→ Information given:

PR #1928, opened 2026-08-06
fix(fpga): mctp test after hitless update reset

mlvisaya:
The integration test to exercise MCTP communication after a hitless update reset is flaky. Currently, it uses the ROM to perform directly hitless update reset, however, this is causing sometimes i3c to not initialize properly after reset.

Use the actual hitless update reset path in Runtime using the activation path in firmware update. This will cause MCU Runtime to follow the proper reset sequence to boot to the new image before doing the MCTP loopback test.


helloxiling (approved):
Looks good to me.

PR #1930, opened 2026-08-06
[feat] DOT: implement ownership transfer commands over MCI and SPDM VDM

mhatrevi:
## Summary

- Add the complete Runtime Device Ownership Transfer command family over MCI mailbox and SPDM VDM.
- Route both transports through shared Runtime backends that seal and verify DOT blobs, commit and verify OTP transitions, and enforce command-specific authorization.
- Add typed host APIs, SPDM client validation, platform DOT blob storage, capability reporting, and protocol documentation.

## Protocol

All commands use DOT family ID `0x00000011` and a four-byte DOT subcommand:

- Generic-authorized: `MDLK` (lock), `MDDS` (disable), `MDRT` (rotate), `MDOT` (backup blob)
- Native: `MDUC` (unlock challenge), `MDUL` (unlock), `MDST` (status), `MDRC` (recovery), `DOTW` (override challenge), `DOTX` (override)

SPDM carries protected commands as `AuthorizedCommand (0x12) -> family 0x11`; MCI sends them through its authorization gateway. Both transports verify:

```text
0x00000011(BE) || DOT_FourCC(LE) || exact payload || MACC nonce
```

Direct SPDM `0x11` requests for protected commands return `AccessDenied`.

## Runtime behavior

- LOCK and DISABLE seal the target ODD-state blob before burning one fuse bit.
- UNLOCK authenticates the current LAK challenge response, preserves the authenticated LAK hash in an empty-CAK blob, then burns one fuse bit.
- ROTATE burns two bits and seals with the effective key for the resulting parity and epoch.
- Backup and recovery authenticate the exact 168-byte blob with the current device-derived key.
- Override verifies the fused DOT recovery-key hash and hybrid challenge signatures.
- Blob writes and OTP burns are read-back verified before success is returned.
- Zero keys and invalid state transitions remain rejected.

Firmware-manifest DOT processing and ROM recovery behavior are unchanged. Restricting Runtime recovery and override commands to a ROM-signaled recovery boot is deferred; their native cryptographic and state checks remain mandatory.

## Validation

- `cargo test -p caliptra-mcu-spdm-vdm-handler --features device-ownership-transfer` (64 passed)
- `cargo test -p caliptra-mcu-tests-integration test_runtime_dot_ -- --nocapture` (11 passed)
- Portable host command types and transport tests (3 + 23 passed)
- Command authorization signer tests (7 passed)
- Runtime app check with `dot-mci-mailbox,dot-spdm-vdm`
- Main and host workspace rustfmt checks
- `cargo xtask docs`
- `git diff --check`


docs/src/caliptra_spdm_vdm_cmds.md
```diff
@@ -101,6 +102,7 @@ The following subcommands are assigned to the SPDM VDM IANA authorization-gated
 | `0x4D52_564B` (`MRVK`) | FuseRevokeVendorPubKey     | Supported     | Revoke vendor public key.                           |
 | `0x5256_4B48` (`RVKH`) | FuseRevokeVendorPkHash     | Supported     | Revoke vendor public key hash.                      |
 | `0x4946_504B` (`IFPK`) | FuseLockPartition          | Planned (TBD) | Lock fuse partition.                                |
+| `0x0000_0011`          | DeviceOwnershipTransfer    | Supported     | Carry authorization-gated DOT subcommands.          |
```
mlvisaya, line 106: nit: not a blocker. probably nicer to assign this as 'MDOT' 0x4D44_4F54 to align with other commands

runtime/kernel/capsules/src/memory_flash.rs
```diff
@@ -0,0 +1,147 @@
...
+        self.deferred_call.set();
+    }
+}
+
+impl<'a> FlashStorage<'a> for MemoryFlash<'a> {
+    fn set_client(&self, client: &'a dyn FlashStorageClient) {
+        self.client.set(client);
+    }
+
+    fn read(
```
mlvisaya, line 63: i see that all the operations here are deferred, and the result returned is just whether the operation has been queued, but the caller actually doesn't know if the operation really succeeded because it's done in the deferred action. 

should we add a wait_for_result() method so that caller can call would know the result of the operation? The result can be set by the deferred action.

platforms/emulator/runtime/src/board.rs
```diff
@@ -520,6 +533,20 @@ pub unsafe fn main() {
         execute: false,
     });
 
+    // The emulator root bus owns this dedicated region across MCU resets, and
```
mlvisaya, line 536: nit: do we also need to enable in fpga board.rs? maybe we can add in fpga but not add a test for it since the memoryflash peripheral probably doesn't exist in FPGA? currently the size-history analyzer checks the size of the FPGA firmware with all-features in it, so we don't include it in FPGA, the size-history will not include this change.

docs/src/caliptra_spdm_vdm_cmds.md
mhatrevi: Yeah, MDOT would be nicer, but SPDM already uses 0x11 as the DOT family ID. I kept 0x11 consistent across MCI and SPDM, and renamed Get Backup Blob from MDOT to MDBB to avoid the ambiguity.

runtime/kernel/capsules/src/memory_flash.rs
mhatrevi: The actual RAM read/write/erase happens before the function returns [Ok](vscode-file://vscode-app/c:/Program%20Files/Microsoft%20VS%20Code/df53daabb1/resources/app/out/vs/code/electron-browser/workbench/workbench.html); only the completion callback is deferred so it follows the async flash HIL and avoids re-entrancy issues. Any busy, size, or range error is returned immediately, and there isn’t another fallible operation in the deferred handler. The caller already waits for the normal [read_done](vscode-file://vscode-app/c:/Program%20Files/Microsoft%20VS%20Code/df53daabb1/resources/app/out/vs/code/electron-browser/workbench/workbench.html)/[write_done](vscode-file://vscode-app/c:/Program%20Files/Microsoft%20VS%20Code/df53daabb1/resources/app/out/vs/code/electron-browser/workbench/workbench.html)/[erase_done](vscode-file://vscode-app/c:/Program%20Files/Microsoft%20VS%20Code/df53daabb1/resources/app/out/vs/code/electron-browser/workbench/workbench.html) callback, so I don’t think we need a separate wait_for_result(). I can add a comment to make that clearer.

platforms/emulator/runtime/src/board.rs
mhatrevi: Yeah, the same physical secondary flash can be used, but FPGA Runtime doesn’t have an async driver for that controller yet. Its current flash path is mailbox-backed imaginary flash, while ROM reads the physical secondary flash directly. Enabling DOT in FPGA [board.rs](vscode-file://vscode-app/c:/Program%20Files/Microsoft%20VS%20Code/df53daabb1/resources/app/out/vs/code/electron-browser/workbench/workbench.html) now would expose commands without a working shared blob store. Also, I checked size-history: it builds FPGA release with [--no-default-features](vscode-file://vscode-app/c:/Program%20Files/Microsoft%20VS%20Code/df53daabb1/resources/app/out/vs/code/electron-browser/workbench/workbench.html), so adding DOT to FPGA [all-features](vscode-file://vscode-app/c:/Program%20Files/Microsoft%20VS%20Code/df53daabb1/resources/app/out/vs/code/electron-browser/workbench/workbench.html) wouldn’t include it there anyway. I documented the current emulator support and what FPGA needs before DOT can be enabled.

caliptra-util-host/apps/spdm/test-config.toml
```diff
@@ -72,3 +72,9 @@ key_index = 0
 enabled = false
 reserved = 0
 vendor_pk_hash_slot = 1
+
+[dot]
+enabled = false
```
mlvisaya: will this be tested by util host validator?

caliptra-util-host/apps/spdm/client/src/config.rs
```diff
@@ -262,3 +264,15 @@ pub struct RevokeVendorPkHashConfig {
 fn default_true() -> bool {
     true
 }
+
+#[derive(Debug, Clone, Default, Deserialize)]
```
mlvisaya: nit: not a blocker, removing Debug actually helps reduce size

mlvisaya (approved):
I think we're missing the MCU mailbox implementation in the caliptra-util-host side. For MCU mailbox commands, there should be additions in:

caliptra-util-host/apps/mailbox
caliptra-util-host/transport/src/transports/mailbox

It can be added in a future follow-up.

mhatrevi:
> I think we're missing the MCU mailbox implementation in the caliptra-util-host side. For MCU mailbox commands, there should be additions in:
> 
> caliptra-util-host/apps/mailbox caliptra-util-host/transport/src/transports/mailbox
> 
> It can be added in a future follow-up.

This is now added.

→ Action item:
Every line containing the word "should" must be copied from the material above.

→ Completed task:
should we add a wait_for_result() method so that caller can call would know the result of the operation? The result can be set by the deferred action.
I think we're missing the MCU mailbox implementation in the caliptra-util-host side. For MCU mailbox commands, there should be additions in:
> I think we're missing the MCU mailbox implementation in the caliptra-util-host side. For MCU mailbox commands, there should be additions in:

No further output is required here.